Всё это здорово поколебало мой скепсис в отношении целителей из газеты. И на новогоднее застолье я собиралась в азарте – очень хотелось увидеть преображённого Остапа. Своему Фёдору я велела приходить к одиннадцати, а сама побежала к друзьям к восьми.

Дверь в квартиру Клавки была приглашающе приоткрыта. Я покричала с лестничной клетки, никого не вызвала и переступила порог в радостном нетерпении…

Последнее, что я помню, прежде чем на меня обрушилась невероятная тяжесть – водопад ледяной воды, закупорившей мне нос и уши.

Очнулась я от запаха нашатыря и пронзительных рыданий прямо над моей раскалывающейся головой.

– Мама, ты убила тётю Лену своей дебильной засадой! – причитала Дашка.

– Ничего не убила, вон она глаза открывает, – обескуражено говорила Клавка, водя у меня перед носом ваткой с нашатырём. – Слушай, ты это… извини… – спрятала она от меня взор. – Я ведь была уверена, что этот скот вернётся… Он же убежал в рубашке и тапках… Он должен хотя бы одеться… Вот я и заготовила ему кодировку…

– Куда убежал? – еле шевельнула губами я.

– Да к своему дружку, наркологу бывшему, чтоб ему!.. Я бы его лично!.. – таких казней, что Клавка перечислила, не было и в арсенале святой инквизиции. – Он позвонил Остапу сегодня с утра – и у моего как рукой сняло всё заклятие мадам Эсмеральды!

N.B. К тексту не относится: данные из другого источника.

PR #413, opened 2026-03-20
Add multi-host AI terminal execution visibility and context management

Zhangtiande:
## Summary

- Add multi-connection AI terminal context, allowing the AI to target specific terminal sessions when multiple connections are open
- Show AI execution target hosts in the sidebar and always display AI context hosts for better visibility
- Show terminal commands in tool call titles and make terminal execute targets visible in chat
- Add dedicated `TerminalToolCall` component with hash-based per-host accent colors and a two-row layout (host name + command) with colored left border for visual identity
- When no host info is available (e.g. ACP/external agents), display the command as primary content in a single-row layout instead of a redundant "terminal_execute" label
- Fix `areMessagesEqual` to compare `attachments`/`images` fields, preventing stale renders when user messages with attachments are updated
- Fix AI extra session picker toggling behavior

## Test plan

- [x] Open multiple terminal connections and verify the AI sidebar shows all context hosts
- [x] Send an AI command targeting a specific host and verify the correct host is highlighted in chat
- [x] Verify `TerminalToolCall` renders with distinct accent colors per host
- [x] Verify ACP/external agent terminal calls display the command directly without a host label
- [x] Verify messages with attachments re-render correctly after updates

### DIFF
--- a/components/ai-elements/terminal-tool-call.tsx
+++ b/components/ai-elements/terminal-tool-call.tsx
@@ -1,0 +1,152 @@
+import { CheckCircle2, ChevronDown, ChevronRight, Loader2, Slash, XCircle } from 'lucide-react';
+import { useState } from 'react';
+import { cn } from '../../lib/utils';
+
+// Palette of accent colors for host identity (works on light and dark backgrounds)
+const HOST_COLORS = [
+  '#60a5fa', // blue
+  '#a78bfa', // violet
+  '#34d399', // emerald
+  '#fb923c', // orange
+  '#f472b6', // pink
+  '#38bdf8', // sky
+  '#facc15', // yellow
+  '#f87171', // red
+];
+
+function getHostColor(sessionId: string): string {
+  let h = 0;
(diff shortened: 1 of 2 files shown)


binaricat:
Thanks a lot for the thoughtful work here. I actually considered a similar direction before, and I think the implementation is well thought out.

That said, after sitting with the interaction model a bit more, I still feel the AI sidebar/context for each tab should stay scoped to that tab itself. In my view, if a user wants to operate across multiple terminals, the right unit for that should be a workspace, rather than expanding a single tab’s context beyond itself.

I do think the broader idea is interesting though. A cross-host orchestration flow probably makes more sense as a future global AI page, where the AI can work across all hosts intentionally, instead of stretching the per-tab experience.

So I’m going to close this PR for now, not because the approach isn’t valuable, but because I think it’s heading in a different product direction from where I want Netcatty to go at the moment.

Really appreciate the time and care you put into this. I’d be very happy to revisit some of these ideas later if/when we design that global AI workflow.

Он сказал, что пойдёт мусор выносить в мусоропровод – и убежал, я их в окно отследила!.. Остап позвонил с улицы и сказал, что придёт к твоему приходу обязательно! Ну, погодите, голубчики! Появитесь вы дома!..

Дашка в это время наполняла холодной водой ведро и прилаживала его над дверью, а заодно хитроумно подпирала полуоткрытую дверь шваброй, к ручке которой была привязана дрель. Этим-то комплексом антиалкогольных мер меня и приложило, хорошо, не насмерть… Поймав мой панический взгляд, Даша объяснила:

– Мама сказала, сегодня повторно будем папу кодировать!